During 24 hours failover test. MDT stuck at

LNet: Service thread pid 3156 was inactive for 200.00s. The thread might be hung, or it might only be slow and will resume later. Dumping the stack trace for debugging purposes:
Pid: 3156, comm: mdt01_005

Call Trace:
 [<ffffffff81083e1c>] ? lock_timer_base+0x3c/0x70
 [<ffffffff8152a512>] schedule_timeout+0x192/0x2e0
 [<ffffffff81083f30>] ? process_timeout+0x0/0x10
 [<ffffffffa07d9fa9>] ptlrpc_set_wait+0x319/0xa30 [ptlrpc]
 [<ffffffffa07cf520>] ? ptlrpc_interrupted_set+0x0/0x110 [ptlrpc]
 [<ffffffff81061d00>] ? default_wake_function+0x0/0x20
 [<ffffffffa07e61b5>] ? lustre_msg_set_jobid+0xf5/0x130 [ptlrpc]
 [<ffffffffa07da741>] ptlrpc_queue_wait+0x81/0x220 [ptlrpc]
 [<ffffffffa113f271>] osp_remote_sync+0x121/0x190 [osp]
 [<ffffffffa1125b47>] osp_xattr_get+0x737/0x10e0 [osp]
 [<ffffffffa0d2c378>] ? __ldiskfs_journal_stop+0x68/0xa0 [ldiskfs]
 [<ffffffffa104ab25>] lod_xattr_get+0x185/0x760 [lod]
 [<ffffffffa10b8825>] mdd_links_read+0xf5/0x2d0 [mdd]
 [<ffffffffa10bbc4f>] mdd_linkea_prepare+0x39f/0x4d0 [mdd]
 [<ffffffffa10bbea1>] mdd_links_rename+0x121/0x540 [mdd]

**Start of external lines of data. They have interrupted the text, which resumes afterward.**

PR #935, opened 2024-04-11
new build-args-file parameter which allows to pass build arguments to

rcerven:
buildah task

[KONFLUX-268](https://issues.redhat.com//browse/KONFLUX-268)

### DIFF
--- a/task/buildah-remote/0.1/buildah-remote.yaml
+++ b/task/buildah-remote/0.1/buildah-remote.yaml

 [<ffffffff8152b3a6>] ? down_write+0x16/0x40
 [<ffffffffa10c28ba>] mdd_rename+0x13aa/0x1d50 [mdd]
 [<ffffffffa0f7a105>] mdt_reint_rename_internal+0x1305/0x1a50 [mdt]

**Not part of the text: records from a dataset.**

PR #937, opened 2024-04-12
export path to docker config json for preflight 

skattoju:
- **add support for private container repos by passing credentials to preflight via exported docker config json**


MartinBasti (approved):

jpopelka:
I can confirm that it works now, thanks.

 [<ffffffffa0798246>] ? ldlm_lock_enqueue+0x2c6/0x8e0 [ptlrpc]
 [<ffffffffa0f7aa4d>] mdt_reint_rename_or_migrate+0x1fd/0x7e0 [mdt]

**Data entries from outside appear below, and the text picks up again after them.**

PR #938, opened 2024-04-14
Configurable public key path for EC pipelines

gbenhaim:
Allow to mention the path to the public key in the enterprise-contract pipelines. This is needed when running on non OCP k8s cluster.


lcarva:
Looks reasonable to me besides what Zoran commented.

gbenhaim:
@lcarva @zregvart done

lcarva (approved):
/lgtm

zregvart (approved):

 [<ffffffffa07b7160>] ? ldlm_blocking_ast+0x0/0x180 [ptlrpc]
 [<ffffffffa07b8ad0>] ? ldlm_completion_ast+0x0/0x9b0 [ptlrpc]
 [<ffffffffa080cea2>] ? __req_capsule_get+0x162/0x6e0 [ptlrpc]
 [<ffffffff8128b45a>] ? strlcpy+0x4a/0x60
 [<ffffffffa0f7b063>] mdt_reint_rename+0x13/0x20 [mdt]
 [<ffffffffa0f7386d>] mdt_reint_rec+0x5d/0x200 [mdt]
 [<ffffffffa0f5f78b>] mdt_reint_internal+0x62b/0xb80 [mdt]
 [<ffffffffa0f6017b>] mdt_reint+0x6b/0x120 [mdt]
 [<ffffffffa084ef42>] tgt_request_handle+0xa42/0x1230 [ptlrpc]
 [<ffffffffa07f73a1>] ptlrpc_main+0xe41/0x1920 [ptlrpc]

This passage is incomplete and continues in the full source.